Abstract
The emission of volatile organic compounds (VOCs) from plants has important effects on atmospheric chemistry and the carbon
dynamics on plants. Eucalypts are amongst the highest emitters of VOCs, yet there are relatively few studies of emissions from
this genus. The few studies published have examined emissions rates in relation to uncontrolled environmental variables. Only one study has examined these effects under controlled conditions. This thesis examined the factors that regulate VOC emissions
from Eucalyptus globulus, one of the most widely cultivated eucalypt species.
The emissions of isoprene, monoterpenes and the short-chained carbonyls formaldehyde, acetaldehyde and acetone were
determined from four eucalypt species. Carbonyl emissions were generally comparable with rates reported for other species.
There was large variation in diurnal isoprene and monoterpene emissions between species, but under standard conditions,
isoprene emissions were much lower than previous reports. Monoterpenes were as much as six times greater than previous
reports for some species. Emission of each carbonyl was correlated with its ambient concentration across different species.
The effects of temperature and light on isoprene and monoterpene emissions from E. globulus were studied under laboratory
conditions. Isoprene emissions exhibited the well described enzymatic response to increasing temperature, with a peak in
emission at around 45 °C. Monoterpenes exhibited a large transient burst in response to incremental increases in leaf temperature.
Analysis of the decay rate suggested a single pool contributed to the transient burst. I argue that emissions occur directly from oil
glands, regulated only by a thin layer of cap cells above the gland. Light-dependent emission of cis-ocimene was also observed.

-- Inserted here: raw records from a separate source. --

PR #1203, opened 2017-01-23
Exit with error if --watch is used in CI

### LINKED ISSUE #1186: Exit with error if --watch is used in CI
(Rather than ignoring `--watch` we've decided to exit with an error instead: https://github.com/avajs/ava/issues/1186#issuecomment-274246060 — @novemberborn)

---

## Description

This is a feature request. Skip '--watch' arg if `isCi`

Since we have known our test running on CI server. Ava should more clever to ignore `--watch` arg.

### Config

```json
{
  "scripts": {
    "test": "ava -w"
  }
}
```

Now I write my test command like this:

```json
{
  "scripts": {
    "test": "[ -z $CI ] && (ava -w); [ $CI ] && (ava)"
  }
}
```

forresst:
Fixes #1186

### DIFF
--- a/lib/cli.js
+++ b/lib/cli.js
@@ -99,6 +99,10 @@ exports.run = () => {
 		throw new Error(colors.error(figures.cross) + ' The TAP reporter is not available when using watch mode.');
 	}
 
+	if ((hasFlag('--watch') || hasFlag('-w')) && isCi) {
+		throw new Error(colors.error(figures.cross) + ' AVA will not run with the --watch (-w) option in CI, because CI processes should terminate, and with the --watch option, AVA will never terminate.');
+	}
+
 	if (hasFlag('--require') || hasFlag('-r')) {
 		throw new Error(colors.error(figures.cross) + ' The --require and -r flags are deprecated. Requirements should be configured in package.json - see documentation.');
 	}
--- a/docs/recipes/watch-mode.md
+++ b/docs/recipes/watch-mode.md
@@ -83,6 +83,10 @@ Dependency tracking works for required modules. Custom extensions and transpiler
 
 The [`.only` modifier] disables watch mode's dependency tracking algorithm. When a change is made, all `.only` tests will be rerun, regardless of whether the test depends on the changed file.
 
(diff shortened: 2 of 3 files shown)


vadimdemedes:
✅ Readme updated
✅ Lint-free code
✅ Test added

Fumigation of leaves identified four compounds incorporated 13 C; isoprene (C5), cis-ocimene (C10), trans-caryophyllene (C15)
and the tentatively identified C5 compound iso-valeraldehyde. Emissions were only detected in emitted compounds and no
labelled uptake was identified in either oil glands or the remaining leaf tissue. The fraction of final 13C incorporation in the three
terpenoids appeared to match the established paths of biosynthesis.
Together, these data suggest that isoprene emissions from eucalypts may be a factor of two or more lower than previously
estimated, while the case for monoterpene emissions remains unclear.